(Provided entries)

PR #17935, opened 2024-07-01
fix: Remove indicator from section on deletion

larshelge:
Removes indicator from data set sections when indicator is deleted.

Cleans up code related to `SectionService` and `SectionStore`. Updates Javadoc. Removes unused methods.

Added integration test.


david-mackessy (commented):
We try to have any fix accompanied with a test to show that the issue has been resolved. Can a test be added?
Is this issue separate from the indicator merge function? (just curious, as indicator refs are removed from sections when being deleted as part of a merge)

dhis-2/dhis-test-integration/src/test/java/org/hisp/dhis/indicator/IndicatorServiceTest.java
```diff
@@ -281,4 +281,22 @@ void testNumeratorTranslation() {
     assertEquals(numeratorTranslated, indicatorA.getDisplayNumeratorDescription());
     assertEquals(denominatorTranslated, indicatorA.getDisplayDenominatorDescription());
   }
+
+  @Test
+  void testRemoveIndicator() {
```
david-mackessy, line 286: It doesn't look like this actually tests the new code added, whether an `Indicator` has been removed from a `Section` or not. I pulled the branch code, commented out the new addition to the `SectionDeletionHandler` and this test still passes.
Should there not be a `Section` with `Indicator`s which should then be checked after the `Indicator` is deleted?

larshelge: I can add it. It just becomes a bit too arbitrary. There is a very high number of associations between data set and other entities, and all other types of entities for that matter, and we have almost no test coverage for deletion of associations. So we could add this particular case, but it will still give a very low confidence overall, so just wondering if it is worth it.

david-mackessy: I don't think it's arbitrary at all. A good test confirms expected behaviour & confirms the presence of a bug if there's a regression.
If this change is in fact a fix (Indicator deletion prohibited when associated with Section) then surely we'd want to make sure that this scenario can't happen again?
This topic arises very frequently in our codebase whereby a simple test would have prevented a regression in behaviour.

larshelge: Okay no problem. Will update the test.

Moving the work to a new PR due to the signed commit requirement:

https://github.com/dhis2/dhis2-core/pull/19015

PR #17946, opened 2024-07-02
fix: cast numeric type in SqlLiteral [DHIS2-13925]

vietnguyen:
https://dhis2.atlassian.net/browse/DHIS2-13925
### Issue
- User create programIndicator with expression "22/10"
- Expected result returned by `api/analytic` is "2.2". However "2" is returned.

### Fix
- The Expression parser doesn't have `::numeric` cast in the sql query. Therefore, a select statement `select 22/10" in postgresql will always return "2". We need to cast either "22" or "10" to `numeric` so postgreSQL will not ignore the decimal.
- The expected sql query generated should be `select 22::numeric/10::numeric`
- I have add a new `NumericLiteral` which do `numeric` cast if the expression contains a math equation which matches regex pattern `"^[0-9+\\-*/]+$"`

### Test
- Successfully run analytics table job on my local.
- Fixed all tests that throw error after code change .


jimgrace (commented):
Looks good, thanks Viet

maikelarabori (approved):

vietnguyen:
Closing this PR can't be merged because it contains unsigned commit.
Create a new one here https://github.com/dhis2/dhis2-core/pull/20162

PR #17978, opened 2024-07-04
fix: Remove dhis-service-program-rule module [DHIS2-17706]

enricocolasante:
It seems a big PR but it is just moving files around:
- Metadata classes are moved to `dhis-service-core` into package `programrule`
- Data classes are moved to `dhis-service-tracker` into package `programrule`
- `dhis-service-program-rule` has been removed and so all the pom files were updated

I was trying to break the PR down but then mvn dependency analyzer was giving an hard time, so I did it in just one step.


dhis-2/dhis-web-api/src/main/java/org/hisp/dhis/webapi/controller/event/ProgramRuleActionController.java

(End Provided entries)

• **Task requirements**:
The response must hold only the lines above from the line with "fix: Remove dhis-service-program-rule" through the line with "files were updated", each copied exactly, both ends kept.

• **Result for this task**:
fix: Remove dhis-service-program-rule module [DHIS2-17706]

enricocolasante:
It seems a big PR but it is just moving files around:
- Metadata classes are moved to `dhis-service-core` into package `programrule`
- Data classes are moved to `dhis-service-tracker` into package `programrule`
- `dhis-service-program-rule` has been removed and so all the pom files were updated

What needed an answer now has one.